* EXERCISE DIRECTIONS
Restate the following entries exactly, including every line.

[Records from a dataset]
::::::::::

Issue #14385, opened 2024-04-08
Followup on #14228


a22jacka:
## Description 
Issue #14228 was completed but was never merged

## Job
Reimplement the solution so that we can merge it

Issue #14228, opened 2023-05-24
Default name for save issue


b21eriho:
The default name for issues handles numbers starting with zero incorrectly in the timestamp see image:
![image](https://github.com/HGustavs/LenaSYS/assets/129077727/cd97a95e-a234-443c-9368-8511a0df835b)
Resolve this

b21eriho:
To clarify, it reads 15:0:34 where it should 15:00:34 and it also reads 15:7:36 where it should read 15:07:36

PR #14389, opened 2024-04-08
Fix formatting for datetime. Issue #14385 (formerly #14228 )

a21liltr:
Solves issue #14385 (#14228 ).

Solution originally from another developer that had not had their work merged.


a22ricni:
Have tested it and it works

Issue #14303, opened 2024-04-02
Create example state diagram


a22jacka:
## Description
There is no example diagram for state diagrams

![bild](https://github.com/HGustavs/LenaSYS/assets/129258593/01ab03cc-5c05-4769-8b29-f80fe92d41ba)

## Job
Create a state diagram that can be used as an example

d22abdha:
![statediagram](https://github.com/HGustavs/LenaSYS/assets/58794335/084d1a65-75d8-4cac-bf9f-716c22e9e58c)

I detta diagram är vattenkokare example diagram, den har vi tre tillstånd: "Avstängd", "Uppvärmer" och "Automatisk avstängd". Vattenkokaren startar i "Avstängd". När strömbrytaren aktiveras, flyttas systemet till "Uppvärmer", och om temperaturen når 100°C, går den över till "Automatisk avstängd". Och strömbrytaren stängs av när som helst, återgår vattenkokaren till "Avstängd".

::::::::::

* SOLUTION TO THIS PROBLEM
Issue #14385, opened 2024-04-08
Followup on #14228


a22jacka:
## Description 
Issue #14228 was completed but was never merged

## Job
Reimplement the solution so that we can merge it

Issue #14228, opened 2023-05-24
Default name for save issue


b21eriho:
The default name for issues handles numbers starting with zero incorrectly in the timestamp see image:
![image](https://github.com/HGustavs/LenaSYS/assets/129077727/cd97a95e-a234-443c-9368-8511a0df835b)
Resolve this

b21eriho:
To clarify, it reads 15:0:34 where it should 15:00:34 and it also reads 15:7:36 where it should read 15:07:36

PR #14389, opened 2024-04-08
Fix formatting for datetime. Issue #14385 (formerly #14228 )

a21liltr:
Solves issue #14385 (#14228 ).

Solution originally from another developer that had not had their work merged.


a22ricni:
Have tested it and it works

Issue #14303, opened 2024-04-02
Create example state diagram


a22jacka:
## Description
There is no example diagram for state diagrams

![bild](https://github.com/HGustavs/LenaSYS/assets/129258593/01ab03cc-5c05-4769-8b29-f80fe92d41ba)

## Job
Create a state diagram that can be used as an example

d22abdha:
![statediagram](https://github.com/HGustavs/LenaSYS/assets/58794335/084d1a65-75d8-4cac-bf9f-716c22e9e58c)

I detta diagram är vattenkokare example diagram, den har vi tre tillstånd: "Avstängd", "Uppvärmer" och "Automatisk avstängd". Vattenkokaren startar i "Avstängd". När strömbrytaren aktiveras, flyttas systemet till "Uppvärmer", och om temperaturen når 100°C, går den över till "Automatisk avstängd". Och strömbrytaren stängs av när som helst, återgår vattenkokaren till "Avstängd".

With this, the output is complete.